Il Napoli con le autorità sanitarie locali, Asl Napoli 1 e Napoli 2, così come manderemo alla Procura Federale, ha avuto un copioso carteggio che dimostra come ci sia stato il rispetto di tutte le procedure“.

Lo ha detto Mattia Grassani, legale del Napoli a Radio Punto Nuovo, aggiungendo che “il Napoli non è indagato dalla Procura Federale, oggi invieremo le memorie difensive, la partita con la Juve non può che giocarsi“.

Grassani, rispondendo all’ipotesi che il Napoli fosse partito per Torino con la Juventus, ha spiegato: “Il Napoli, dopo che il 3 ottobre ha ricevuto comunicazioni dalle Asl e dal Capo di Gabinetto della Regione Campania ha chiesto chiarimenti alle Asl, in particolare alla Asl Napoli 2, sulla compatibilità del provvedimento con la trasferta e ha ricevuto come risposta che per motivi di sanità pubblica, si deve rispettare l’isolamento fiduciario”.

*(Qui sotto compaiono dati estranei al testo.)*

PR #14688, opened 2018-10-05
Fix BeansEndpoint typo in readme

dreis2211:
Hi,

this trivial PR changes `BeansEndpoints` to be `BeansEndpoint` in the docs as the former doesn't seem to exist.

Cheers,
Christoph


snicoll:
Good catch, thanks again Christoph!

PR #14708, opened 2018-10-06
Fix broken Asciidoctor syntax in section on sanitizing values

izeye:
This PR fixes broken Asciidoctor syntax.


wilkinsona:
Thanks once again, @izeye.

PR #14712, opened 2018-10-08
Fix actuator endpoint tables in docs

dreis2211:
Hi,

this PR fixes a missing entry for the `caches` endpoint in the [production-ready-endpoints-exposing-endpoints](https://docs.spring.io/spring-boot/docs/current-SNAPSHOT/reference/htmlsingle/#production-ready-endpoints-exposing-endpoints) section.

While doing that, I noticed that the `integrationgraph` endpoint is documented to be available via Web by default, which doesn't seem to be the case. Maybe I'm missing something here though (in which case I'm happy to revert that particular change).

Let me know what you think.

Cheers,
Christoph

### DIFF
--- a/spring-boot-project/spring-boot-docs/src/main/asciidoc/production-ready-features.adoc
+++ b/spring-boot-project/spring-boot-docs/src/main/asciidoc/production-ready-features.adoc
@@ -228,6 +228,10 @@ endpoints:
 |Yes
 |No
 
+|`caches`
+|Yes
+|No
+
 |`conditions`
 |Yes
 |No
@@ -262,7 +266,7 @@ endpoints:
 
 |`integrationgraph`
 |Yes
-|Yes
+|No
 
 |`jolokia`
 |N/A


spring-boot-project/spring-boot-docs/src/main/asciidoc/production-ready-features.adoc
```diff
@@ -262,7 +266,7 @@ endpoints:
 
 |`integrationgraph`
 |Yes
-|Yes
+|No
```
snicoll: What makes you think this is not enabled by default? There is a graph only if you're actually using Spring Integration. If you have no graph, there's not much to show so the endpoint is conditional on that. 

So the endpoint is enabled by default but only shows up if you're using SI. Is that confusing?

wilkinsona: This table is for exposure rather than enablement. The endpoint is enabled by default, but I don't believe it is exposed by default. In other words, I agree with @dreis2211 that the table is currently incorrect.

mbhave: I think this is a bit different from exposure or enablement. I think adding the integration graph as `No` in the exposure table, might lead to the misconception that it will be available if `management.endpoints.web.exposure` is set `to *`. But it is conditionally available on SI and setting that flag won't make it available.

dreis2211: The flyway endpoint is very similar here. It requires Flyway of course, but also states a `No`. I don't care too much in the end and do what the team prefers, but setting `integrationgraph` to `No` seems more consistent at the moment.

Setting it to `No` also backs the code handling default exposure. E.g. `WebEndpointAutoConfiguration`
```
	@Bean
	public ExposeExcludePropertyEndpointFilter<ExposableWebEndpoint> webExposeExcludePropertyEndpointFilter() {
		WebEndpointProperties.Exposure exposure = this.properties.getExposure();
		return new ExposeExcludePropertyEndpointFilter<>(ExposableWebEndpoint.class,
				exposure.getInclude(), exposure.getExclude(), "info", "health");
	}
```

Or `ManagementWebSecurityConfigurerAdapter`
```
	@Override
	protected void configure(HttpSecurity http) throws Exception {
		http.authorizeRequests()
				.requestMatchers(
						EndpointRequest.to(HealthEndpoint.class, InfoEndpoint.class))
				.permitAll().anyRequest().authenticated().and().formLogin().and()
				.httpBasic();
	}
```

Both only expose the health and the info endpoint.

Having that said, I think we could do the following:
1. Accept the PR as it is to be more consistent
2. Clarify both the enablement and exposure tables documentation with an additional hint, that some endpoints can be conditional on something. Flyway having Flyway available, `integrationgraph` having SI on the classpath, etc

mbhave: @dreis2211 Ignore my comment. I misread the change. Thanks for the clarification.

snicoll: > This table is for exposure rather than enablement.

I misread that, sorry.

A fronte di queste comunicazioni, il Napoli ha quindi deciso di non rischiare un provvedimento penale di tutti i suoi tesserati, violando l’articolo 650 del codice penale, cioé la violazione di un provvedimento delle autorità“. Quindi, secondo Grassani, “il provvedimento è chiaro e la partita si dovrà giocare, al Napoli è stato intimato di non giocare, punto. Come mai per Palermo-Potenza con un identico provvedimento della Asl di Potenza non si è giocata senza che nessuno ne parlasse?